People will be quick to blame the other students at Fallbrook High and, sure, they certainly are not free from culpability. But since when have high school students been known for their mature, calm, and collected demeanor? Teenagers have always been confused assholes. Their young life is spent trying to conform to socially-defined standards. They're selfish and immature. They're functioning in a world in which the adults they know have set the standards so they alone can not be held accountable for pushing their classmate over the edge. So who's to blame, because someone needs to own up to this tragedy.
We are to blame. You and me.
Did you know that Taylor is the seventh transgender youth to take her own life this year? Did you know that two out of these seven have been from Southern California, from a state that prides itself on being progressive? Taylor and Sage David, who committed suicide last month, were both active at the North County LGBTQ Resource Center in Oceanside, a safe place in which to connect with others in solidarity and solace, where the staff worked hard to support them. But outside the walls of the Center so many others failed them.

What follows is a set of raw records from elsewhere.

PR #5638, opened 2025-10-07
Make an API `public`

ajpallares:
API tests were failing because tests expected certain initializer of `ProductPaidPrice` to be `public`, but it wasn't.

This PR makes that initializer public.

### DIFF
--- a/Sources/Identity/ProductPaidPrice.swift
+++ b/Sources/Identity/ProductPaidPrice.swift
@@ -40,7 +40,7 @@ import Foundation
     ///   - currency: Currency paid
     ///   - amount: Amount paid
     ///   - formatted: Formatted price string with currency symbol
-    init(currency: String, amount: Double, formatted: String) {
+    public init(currency: String, amount: Double, formatted: String) {
         self.currency = currency
         self.amount = amount
         self.formatted = formatted


Sources/Identity/ProductPaidPrice.swift
```diff
@@ -40,7 +40,7 @@ import Foundation
     ///   - currency: Currency paid
     ///   - amount: Amount paid
     ///   - formatted: Formatted price string with currency symbol
-    init(currency: String, amount: Double, formatted: String) {
+    public init(currency: String, amount: Double, formatted: String) {
```
tonidero: Hmm I wonder if we should remove the API test instead... Depends on when it was added I guess... I think it was before the last release so it might make more sense? Mostly so people can't create a formatted text that doesn't have anything to do with the currency/amount

ajpallares: @facumenzella I deduced from the API tests and from the init's documentation that this was supposed to be public. Please, lmk if that's not right

tonidero (approved):
Possible change... But not a strong opinion. Happy to merge this as well.

Sources/Identity/ProductPaidPrice.swift
ajpallares: That's a good point! I assumed it was supposed to be public but I think you are right...

facumenzella: Oh damn, what @tonidero suggests makes sense. `formatted` should be public, but not the initializer

facumenzella: Thanks for catching this

ajpallares: Ok! Changing it! Thanks!

ajpallares: Done in https://github.com/RevenueCat/purchases-ios/pull/5638/commits/abdcf2eeade185f0b692d4a6e718630daf3bb7b3

ajpallares: Done in https://github.com/RevenueCat/purchases-ios/pull/5638/commits/abdcf2eeade185f0b692d4a6e718630daf3bb7b3

ajpallares:
@RCGitBot please test

PR #5641, opened 2025-10-08
sort win-back offers by StoreKit order

antiraum:
Win-back offers should be returned in the best offer first order from StoreKit, so clients can present the best offer to the user.

Issue #5644


antiraum:
obsolete because addressed by https://github.com/RevenueCat/purchases-ios/pull/5646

In Taylor's case it seems her high school in particular failed her. She specifically said so in several of her YouTube videos. As a teacher at what I believe is an open-minded and loving school I can not understand how Taylor's teachers and administrators did not do more to make their school a safer place for everyone. It seems her counselor was very supportive but just one supportive adult is not enough, the whole school needs to embrace diversity and teach acceptance. As I mentioned before, the students at Fallbrook High School can't be the only ones to blame for making Taylor feel that her life was too difficult because, as the North County LGBTQ Resource Center wrote: "Kids can be cruel, but hate is a learned behavior. Schools that are not visibly supportive of our LGBTQI youth and do not take active steps to educate about gender identity and sexual orientation are inevitably fostering the homophobes and transphobes of tomorrow."

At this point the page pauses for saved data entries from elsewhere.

PR #5648, opened 2025-10-09
Migrate APITests to Tuist workspace

facumenzella:
### Motivation
We want to finally clean-up the main workspace, in favor of using the Tuist generated one for internal development. In order to do that, we need to slowly move nested projects to Tuist, deleting them from the main one

### Description
- Delete APITests reference from RevenueCat.xcworkspace
- Add scheme to APITests project to build all the targets
- Edit CircleCI config file to run with Tuist.


facumenzella:
@RCGitBot please test

facumenzella:
@RCGitBot please test

facumenzella:
@RCGitBot please test

RevenueCat.xcodeproj/project.pbxproj
```diff
@@ -1294,55 +1294,6 @@
 /* End PBXBuildFile section */
 
 /* Begin PBXContainerItemProxy section */
-		2D4C60F52C5AD1C300A29FD2 /* PBXContainerItemProxy */ = {
```
rickvdl, line 1297: Assuming these tests are now only available through Tuist, do we need to update any (internal) documentation on how to run these?

ajpallares:
@RCGitBot please test

fastlane/Fastfile
```diff
@@ -788,8 +788,12 @@ platform :ios do
   desc "run API Tests"
   lane :run_api_tests do
     # note: it's called "run" tests but these tests only need to build to run
+    workspace_path = 'RevenueCat-Tuist.xcworkspace'
```
ajpallares, line 791: Very small thing (that we can even do in a future PR), but we could perhaps create a constant outside o the lane scope for this that gets invoked by jobs that use tuist. E.g.
```
TUIST_WORKSPACE_PATH = 'RevenueCat-Tuist.xcworkspace'
```

RevenueCat.xcodeproj/project.pbxproj
facumenzella: I'll update the notion page, and I'll be adding a new section to DEVELOPMENT.md

fastlane/Fastfile
facumenzella: Yeah, I was thinking to move it to the `fastlane/.env` which we don't use yet, but's perfect for this

ajpallares: Ohh that's even better! 👌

Still, Fallbrook High School isn't alone in the blame either. I failed Taylor without knowing her because of my silence and ignorance regarding transgender issues rather than being an outspoken advocate. And you failed her for the same reason. So did her country, which has not done enough to stop the discriminatory legislation that targets trans identified people. And those that loved Taylor and tried hard to support her and make her feel safe and happy? They failed by association with the rest of us.
It seems we believe the significance of a person's life is in relation to our comfort with their gender identity and sexual orientation and those whom we perceive as non-conforming do not deserve to be treated with basic human decency. Did you know that the suicide rates for LGBTQ teens (especially trans youth) are higher than for those who do not identify as LGBTQ? Some studies claim that more than 50% of transgender youth will have at least one suicide attempt before their 20th birthday. They think their lives don't matter because we don't understand that whom they choose to love and how they choose to identify is none of our business.
Our ignorance is dangerous and it needs to stop and we are responsible for stopping it. You and me. There's plenty of LGBTQ information online and we will all be better people for learning more about it.
So the next time we hear someone make an ignorant remark about someone else's sexuality or identity it's time to get over that feeling of discomfort and stand up for your fellow humans. We owe it to ourselves, we owe it to Taylor, and we owe it to our future possible trans sons and daughters.
Have a great week everyone. In Taylor's words "Be yourself, be who you are, and I'll always love you."